» Task instructions
Which lines in the records below include the word "left"? Report each of them in full.

[Records from a dataset]
PR #844, opened 2021-11-20
Refactor CSRMatrix sort() and diagonal()

angriman:
Our CSRMatrix class uses simple quicksort and binary search implementations. This PR:
- In `sort()`: uses `std::sort` to compute a permutation of column indices and uses `ArrayTools::applyPermutation` to sort the values and column indices
- Simplifies the checks at the end of `sort()` with `std::is_sorted` and enables them only if NetworKit sanity checks are enabled, as originally intended
- Adds a simple test for `sort()`
- Uses `std::lower_bound` to search for diagonal elements in `diagonal()`

### DIFF
--- a/include/networkit/algebraic/CSRGeneralMatrix.hpp
+++ b/include/networkit/algebraic/CSRGeneralMatrix.hpp
@@ -429,25 +429,12 @@ public:
         if (sorted()) {
 #pragma omp parallel for
             for (omp_index i = 0; i < static_cast<omp_index>(diag.getDimension()); ++i) {
-                if (rowIdx[i] == rowIdx[i + 1])
-                    continue; // no entry in row i
-                index left = rowIdx[i];
-                index right = rowIdx[i + 1] - 1;
-                index mid = (left + right) / 2;
-                while (left <= right) {
-                    if (columnIdx[mid] == i) {
-                        diag[i] = nonZeros[mid];
-                        break;
-                    }
 
-                    if (columnIdx[mid] < i) {
-                        left = mid + 1;
-                    } else {
-                        right = mid - 1;
-                    }
+                const auto it = std::lower_bound(columnIdx.begin() + rowIdx[i],
+                                                 columnIdx.begin() + rowIdx[i + 1], i);
 
-                    mid = (left + right) / 2;
-                }
+                if (it != columnIdx.end() && *it == static_cast<index>(i))
+                    diag[i] = nonZeros[it - columnIdx.begin()];
             }
         } else {
 #pragma omp parallel for
--- a/include/networkit/algebraic/CSRGeneralMatrix.hpp
+++ b/include/networkit/algebraic/CSRGeneralMatrix.hpp
@@ -379,23 +379,14 @@ public:
                                                   nonZeros.begin() + endOfRow, permutation.begin());
             }
         }
-
-#ifndef NETWORKIT_SANITY_CHECKS
-        bool sorted = true;
-        tlx::unused(sorted);
-#pragma omp parallel for
-        for (omp_index i = 0; i < static_cast<omp_index>(nRows); ++i) {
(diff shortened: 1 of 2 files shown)


include/networkit/algebraic/CSRGeneralMatrix.hpp
```diff
@@ -395,25 +354,42 @@ class CSRGeneralMatrix {
...
-                    sorted = false;
-                    break;
-                }
-            }
-        }
+        for (omp_index i = 0; i < static_cast<omp_index>(nRows); ++i)
+            if (sorted
+                && !std::is_sorted(columnIdx.begin() + rowIdx[i],
+                                   columnIdx.begin() + rowIdx[i + 1]))
+                sorted = false;
```
avdgrinten, line 392: I would simply `if(sorted) assert(std::is_sorted(...))` here instead of modifying the `sorted` member.

angriman:
Another idea to improve `sort()` would be to apply counting-sort instead of `std::sort()`. If the row is "dense" enough (it has many non-zero elements), counting-sort should be faster. However, we should run some experiments to understand when one algorithm is more convenient than the other.

include/networkit/algebraic/CSRGeneralMatrix.hpp
angriman: Agree, I addressed this.

include/networkit/algebraic/CSRGeneralMatrix.hpp
```diff
@@ -395,29 +354,40 @@ class CSRGeneralMatrix {
...
+                const index startOfRow = rowIdx[i], endOfRow = rowIdx[i + 1];
+                const count nonZerosInRow = endOfRow - startOfRow;
+                if (nonZerosInRow <= 1
+                    || std::is_sorted(columnIdx.begin() + startOfRow, columnIdx.begin() + endOfRow))
+                    continue;
+
+                permutation.resize(nonZerosInRow);
+                std::iota(permutation.begin(), permutation.end(), index{0});
+                std::sort(permutation.begin(), permutation.end(),
+                          [&columnIdx = columnIdx, startOfRow = startOfRow](index x, index y) {
```
avdgrinten, line 371: Just capture by `[&]` here (more specific captures are largely useless).

avdgrinten (commented):
One more minor thing, afterwards, this can be merged.

include/networkit/algebraic/CSRGeneralMatrix.hpp
```diff
@@ -395,29 +354,39 @@ class CSRGeneralMatrix {
...
+#pragma omp parallel
+        {
+            std::vector<index> permutation(nCols);
+#pragma omp for schedule(guided)
+            for (omp_index i = 0; i < static_cast<omp_index>(nRows); ++i) {
+                const index startOfRow = rowIdx[i], endOfRow = rowIdx[i + 1];
+                const count nonZerosInRow = endOfRow - startOfRow;
+                if (nonZerosInRow <= 1
+                    || std::is_sorted(columnIdx.begin() + startOfRow, columnIdx.begin() + endOfRow))
+                    continue;
```
avdgrinten, line 366: Why do we check whether the row is sorted first? Did you benchmark this? I would expect the `std::sort` implementation to work well on already sorted data.

angriman: Apart from `std::sort`, the idea is to avoid the two useless `applyPermutation` calls (under the assumption that `std::is_sorted` is faster than two calls `applyPermutation` calls). However, I do not have benchmark data to confirm that.

avdgrinten: Okay, makes sense.

avdgrinten (approved):
LGTM.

» Solution to the problem
-                index left = rowIdx[i];
-                index mid = (left + right) / 2;
-                while (left <= right) {
-                        left = mid + 1;
-                    mid = (left + right) / 2;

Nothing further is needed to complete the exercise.